Input for this task:
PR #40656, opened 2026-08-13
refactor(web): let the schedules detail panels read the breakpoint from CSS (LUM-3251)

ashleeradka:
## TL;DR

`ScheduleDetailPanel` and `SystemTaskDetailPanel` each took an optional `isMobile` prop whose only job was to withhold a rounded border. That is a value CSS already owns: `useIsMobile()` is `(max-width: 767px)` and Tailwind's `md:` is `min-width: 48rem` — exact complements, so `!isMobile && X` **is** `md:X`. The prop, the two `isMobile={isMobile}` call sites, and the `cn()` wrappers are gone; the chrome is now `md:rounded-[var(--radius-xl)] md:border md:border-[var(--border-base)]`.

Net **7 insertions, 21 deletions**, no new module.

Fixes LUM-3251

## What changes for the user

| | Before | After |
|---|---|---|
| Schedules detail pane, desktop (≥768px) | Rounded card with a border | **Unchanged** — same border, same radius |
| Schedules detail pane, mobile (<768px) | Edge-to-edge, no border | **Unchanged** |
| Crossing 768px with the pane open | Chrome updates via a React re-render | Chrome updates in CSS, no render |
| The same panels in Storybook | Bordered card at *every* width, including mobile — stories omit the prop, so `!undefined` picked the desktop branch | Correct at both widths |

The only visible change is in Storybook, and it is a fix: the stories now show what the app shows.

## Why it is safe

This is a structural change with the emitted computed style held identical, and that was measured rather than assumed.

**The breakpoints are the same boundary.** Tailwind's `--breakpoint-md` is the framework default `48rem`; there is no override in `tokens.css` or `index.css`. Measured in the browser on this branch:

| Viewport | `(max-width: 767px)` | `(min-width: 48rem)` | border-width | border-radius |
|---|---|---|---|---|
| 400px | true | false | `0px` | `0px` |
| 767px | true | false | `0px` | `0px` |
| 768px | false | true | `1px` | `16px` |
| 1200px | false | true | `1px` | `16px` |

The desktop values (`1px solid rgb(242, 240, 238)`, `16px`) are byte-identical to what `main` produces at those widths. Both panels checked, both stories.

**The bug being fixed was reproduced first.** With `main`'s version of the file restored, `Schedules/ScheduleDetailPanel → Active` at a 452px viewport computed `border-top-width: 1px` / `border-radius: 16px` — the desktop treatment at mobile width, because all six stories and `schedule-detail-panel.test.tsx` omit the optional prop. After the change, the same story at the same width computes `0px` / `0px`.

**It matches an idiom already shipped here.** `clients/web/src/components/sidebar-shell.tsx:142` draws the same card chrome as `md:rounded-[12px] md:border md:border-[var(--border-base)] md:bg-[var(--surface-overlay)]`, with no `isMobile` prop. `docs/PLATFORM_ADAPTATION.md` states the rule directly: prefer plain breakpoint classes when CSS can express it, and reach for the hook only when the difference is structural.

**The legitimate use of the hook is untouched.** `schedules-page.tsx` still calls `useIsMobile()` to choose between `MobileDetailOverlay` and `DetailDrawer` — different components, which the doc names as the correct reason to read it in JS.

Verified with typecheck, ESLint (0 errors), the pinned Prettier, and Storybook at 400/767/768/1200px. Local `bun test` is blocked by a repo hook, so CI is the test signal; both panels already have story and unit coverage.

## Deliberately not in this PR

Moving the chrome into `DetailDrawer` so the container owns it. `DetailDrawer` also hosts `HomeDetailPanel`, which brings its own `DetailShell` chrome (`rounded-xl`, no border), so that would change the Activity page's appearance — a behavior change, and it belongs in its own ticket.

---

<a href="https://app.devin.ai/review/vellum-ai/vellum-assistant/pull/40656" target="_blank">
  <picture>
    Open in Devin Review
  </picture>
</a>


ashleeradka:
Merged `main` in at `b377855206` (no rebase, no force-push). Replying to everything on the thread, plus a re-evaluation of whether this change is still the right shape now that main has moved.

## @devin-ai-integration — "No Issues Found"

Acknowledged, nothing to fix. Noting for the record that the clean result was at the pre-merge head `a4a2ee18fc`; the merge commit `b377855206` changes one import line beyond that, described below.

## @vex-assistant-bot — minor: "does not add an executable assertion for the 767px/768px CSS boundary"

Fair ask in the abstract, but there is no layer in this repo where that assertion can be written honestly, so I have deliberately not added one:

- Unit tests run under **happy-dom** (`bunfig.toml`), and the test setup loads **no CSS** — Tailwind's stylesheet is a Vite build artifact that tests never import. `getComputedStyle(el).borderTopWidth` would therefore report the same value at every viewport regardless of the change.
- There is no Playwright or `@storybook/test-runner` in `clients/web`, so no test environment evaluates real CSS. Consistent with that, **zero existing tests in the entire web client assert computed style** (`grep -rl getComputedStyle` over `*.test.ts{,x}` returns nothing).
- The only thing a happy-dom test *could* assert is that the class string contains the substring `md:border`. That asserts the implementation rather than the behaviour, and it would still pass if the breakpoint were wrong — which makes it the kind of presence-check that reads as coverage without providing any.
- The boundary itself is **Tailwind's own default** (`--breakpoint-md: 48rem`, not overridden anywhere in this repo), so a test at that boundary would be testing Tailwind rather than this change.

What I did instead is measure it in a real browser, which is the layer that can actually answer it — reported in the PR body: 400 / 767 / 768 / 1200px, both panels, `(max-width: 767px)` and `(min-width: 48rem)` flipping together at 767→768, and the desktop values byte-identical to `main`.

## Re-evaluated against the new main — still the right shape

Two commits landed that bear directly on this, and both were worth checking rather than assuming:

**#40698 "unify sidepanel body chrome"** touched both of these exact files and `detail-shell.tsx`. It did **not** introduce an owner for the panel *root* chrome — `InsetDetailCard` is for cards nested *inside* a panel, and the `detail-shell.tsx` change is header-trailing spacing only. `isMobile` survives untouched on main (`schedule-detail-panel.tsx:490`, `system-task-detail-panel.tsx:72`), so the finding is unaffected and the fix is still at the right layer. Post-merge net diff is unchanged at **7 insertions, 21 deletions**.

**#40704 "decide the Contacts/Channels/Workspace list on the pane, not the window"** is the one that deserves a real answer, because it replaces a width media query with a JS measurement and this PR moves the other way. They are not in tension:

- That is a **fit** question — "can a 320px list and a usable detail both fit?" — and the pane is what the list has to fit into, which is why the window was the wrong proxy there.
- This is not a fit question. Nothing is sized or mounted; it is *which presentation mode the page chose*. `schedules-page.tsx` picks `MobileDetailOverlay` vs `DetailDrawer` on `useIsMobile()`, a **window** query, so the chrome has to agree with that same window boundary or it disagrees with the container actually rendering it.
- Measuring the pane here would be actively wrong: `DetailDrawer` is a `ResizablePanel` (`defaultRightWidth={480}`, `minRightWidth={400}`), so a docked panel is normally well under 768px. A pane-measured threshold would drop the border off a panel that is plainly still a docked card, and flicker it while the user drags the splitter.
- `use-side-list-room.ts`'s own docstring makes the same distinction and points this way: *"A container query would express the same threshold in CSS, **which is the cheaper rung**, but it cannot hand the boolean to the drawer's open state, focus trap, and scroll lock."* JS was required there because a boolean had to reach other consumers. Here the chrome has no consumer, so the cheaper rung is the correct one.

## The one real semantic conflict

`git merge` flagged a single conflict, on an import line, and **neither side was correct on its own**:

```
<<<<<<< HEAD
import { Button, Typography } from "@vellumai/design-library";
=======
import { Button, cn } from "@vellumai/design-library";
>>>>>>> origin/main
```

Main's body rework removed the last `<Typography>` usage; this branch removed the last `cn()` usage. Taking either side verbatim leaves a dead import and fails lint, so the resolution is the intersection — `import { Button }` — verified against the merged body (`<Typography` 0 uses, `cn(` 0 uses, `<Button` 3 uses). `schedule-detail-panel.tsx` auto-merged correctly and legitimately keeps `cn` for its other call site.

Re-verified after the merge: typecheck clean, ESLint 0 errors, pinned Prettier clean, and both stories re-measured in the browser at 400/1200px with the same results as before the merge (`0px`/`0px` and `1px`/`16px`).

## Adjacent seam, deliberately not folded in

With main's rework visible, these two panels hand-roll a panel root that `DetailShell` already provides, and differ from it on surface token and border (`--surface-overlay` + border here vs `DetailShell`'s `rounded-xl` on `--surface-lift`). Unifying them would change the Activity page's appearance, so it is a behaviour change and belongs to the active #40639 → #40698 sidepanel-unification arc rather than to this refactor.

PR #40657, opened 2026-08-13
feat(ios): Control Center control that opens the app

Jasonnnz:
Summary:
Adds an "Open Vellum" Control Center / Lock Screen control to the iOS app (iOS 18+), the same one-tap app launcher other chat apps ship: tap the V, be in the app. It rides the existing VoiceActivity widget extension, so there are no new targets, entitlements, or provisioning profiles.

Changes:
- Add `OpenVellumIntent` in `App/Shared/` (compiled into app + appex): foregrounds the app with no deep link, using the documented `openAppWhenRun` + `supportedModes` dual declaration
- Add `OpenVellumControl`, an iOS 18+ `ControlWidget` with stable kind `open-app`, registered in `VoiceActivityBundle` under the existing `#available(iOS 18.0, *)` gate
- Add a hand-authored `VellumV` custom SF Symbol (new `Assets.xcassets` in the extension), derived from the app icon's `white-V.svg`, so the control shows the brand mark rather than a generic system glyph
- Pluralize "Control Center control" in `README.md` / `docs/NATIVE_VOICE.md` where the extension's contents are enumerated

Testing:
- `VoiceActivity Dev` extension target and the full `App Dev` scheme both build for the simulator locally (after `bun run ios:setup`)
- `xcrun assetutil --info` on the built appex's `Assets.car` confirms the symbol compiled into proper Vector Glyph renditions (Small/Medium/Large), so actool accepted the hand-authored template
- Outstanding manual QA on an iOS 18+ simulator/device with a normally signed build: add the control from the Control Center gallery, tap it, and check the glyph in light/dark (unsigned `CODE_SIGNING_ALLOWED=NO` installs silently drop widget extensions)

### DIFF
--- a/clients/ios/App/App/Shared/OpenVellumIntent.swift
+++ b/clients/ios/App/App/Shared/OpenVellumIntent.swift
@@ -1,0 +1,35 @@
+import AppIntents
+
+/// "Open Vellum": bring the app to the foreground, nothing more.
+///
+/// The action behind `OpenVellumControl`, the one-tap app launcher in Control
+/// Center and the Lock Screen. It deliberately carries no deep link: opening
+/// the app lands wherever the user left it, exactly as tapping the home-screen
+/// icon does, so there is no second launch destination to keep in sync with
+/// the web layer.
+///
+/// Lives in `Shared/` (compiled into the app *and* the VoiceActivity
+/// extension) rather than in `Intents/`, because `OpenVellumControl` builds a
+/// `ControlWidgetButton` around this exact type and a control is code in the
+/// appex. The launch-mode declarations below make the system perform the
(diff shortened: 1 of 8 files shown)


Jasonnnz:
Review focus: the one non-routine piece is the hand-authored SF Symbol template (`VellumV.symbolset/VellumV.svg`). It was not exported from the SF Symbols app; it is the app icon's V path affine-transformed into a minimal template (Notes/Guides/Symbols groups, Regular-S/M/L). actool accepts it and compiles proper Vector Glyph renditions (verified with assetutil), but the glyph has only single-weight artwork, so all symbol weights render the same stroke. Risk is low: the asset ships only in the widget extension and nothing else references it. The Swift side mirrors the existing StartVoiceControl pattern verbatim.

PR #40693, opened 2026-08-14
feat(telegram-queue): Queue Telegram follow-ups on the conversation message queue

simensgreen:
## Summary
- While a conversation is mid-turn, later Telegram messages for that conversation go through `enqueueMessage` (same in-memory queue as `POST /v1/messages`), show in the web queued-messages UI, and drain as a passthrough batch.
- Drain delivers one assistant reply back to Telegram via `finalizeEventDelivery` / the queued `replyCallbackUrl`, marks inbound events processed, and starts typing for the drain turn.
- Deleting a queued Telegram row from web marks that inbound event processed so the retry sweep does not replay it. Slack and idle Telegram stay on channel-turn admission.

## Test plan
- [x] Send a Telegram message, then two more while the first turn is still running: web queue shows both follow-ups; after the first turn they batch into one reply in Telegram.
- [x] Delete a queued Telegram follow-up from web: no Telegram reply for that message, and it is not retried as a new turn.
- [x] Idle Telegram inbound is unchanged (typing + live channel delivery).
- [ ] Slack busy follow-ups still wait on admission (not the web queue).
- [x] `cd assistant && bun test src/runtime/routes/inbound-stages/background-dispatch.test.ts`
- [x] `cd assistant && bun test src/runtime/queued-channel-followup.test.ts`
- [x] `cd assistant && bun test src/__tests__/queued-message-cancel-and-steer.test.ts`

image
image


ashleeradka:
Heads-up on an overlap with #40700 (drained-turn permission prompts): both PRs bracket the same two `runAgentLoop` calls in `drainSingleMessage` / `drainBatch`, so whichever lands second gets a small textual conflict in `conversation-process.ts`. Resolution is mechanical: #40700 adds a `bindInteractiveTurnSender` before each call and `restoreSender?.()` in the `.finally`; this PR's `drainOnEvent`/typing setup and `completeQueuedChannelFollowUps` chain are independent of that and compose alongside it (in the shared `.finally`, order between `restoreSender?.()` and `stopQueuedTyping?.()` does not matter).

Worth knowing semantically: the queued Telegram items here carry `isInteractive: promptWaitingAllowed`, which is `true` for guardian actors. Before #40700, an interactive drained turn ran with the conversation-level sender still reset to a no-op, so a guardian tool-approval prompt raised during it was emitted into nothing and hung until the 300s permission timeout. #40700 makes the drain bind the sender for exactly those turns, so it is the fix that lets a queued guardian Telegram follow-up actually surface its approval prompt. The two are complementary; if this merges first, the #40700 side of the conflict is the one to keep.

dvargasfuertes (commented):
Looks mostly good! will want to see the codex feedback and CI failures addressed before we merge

Task instructions: Only lines that contain "panels" are needed, so copy each of them from the data.

Exercise answer:
refactor(web): let the schedules detail panels read the breakpoint from CSS (LUM-3251)
| The same panels in Storybook | Bordered card at *every* width, including mobile — stories omit the prop, so `!undefined` picked the desktop branch | Correct at both widths |
The desktop values (`1px solid rgb(242, 240, 238)`, `16px`) are byte-identical to what `main` produces at those widths. Both panels checked, both stories.
Verified with typecheck, ESLint (0 errors), the pinned Prettier, and Storybook at 400/767/768/1200px. Local `bun test` is blocked by a repo hook, so CI is the test signal; both panels already have story and unit coverage.
What I did instead is measure it in a real browser, which is the layer that can actually answer it — reported in the PR body: 400 / 767 / 768 / 1200px, both panels, `(max-width: 767px)` and `(min-width: 48rem)` flipping together at 767→768, and the desktop values byte-identical to `main`.
With main's rework visible, these two panels hand-roll a panel root that `DetailShell` already provides, and differ from it on surface token and border (`--surface-overlay` + border here vs `DetailShell`'s `rounded-xl` on `--surface-lift`). Unifying them would change the Activity page's appearance, so it is a behaviour change and belongs to the active #40639 → #40698 sidepanel-unification arc rather than to this refactor.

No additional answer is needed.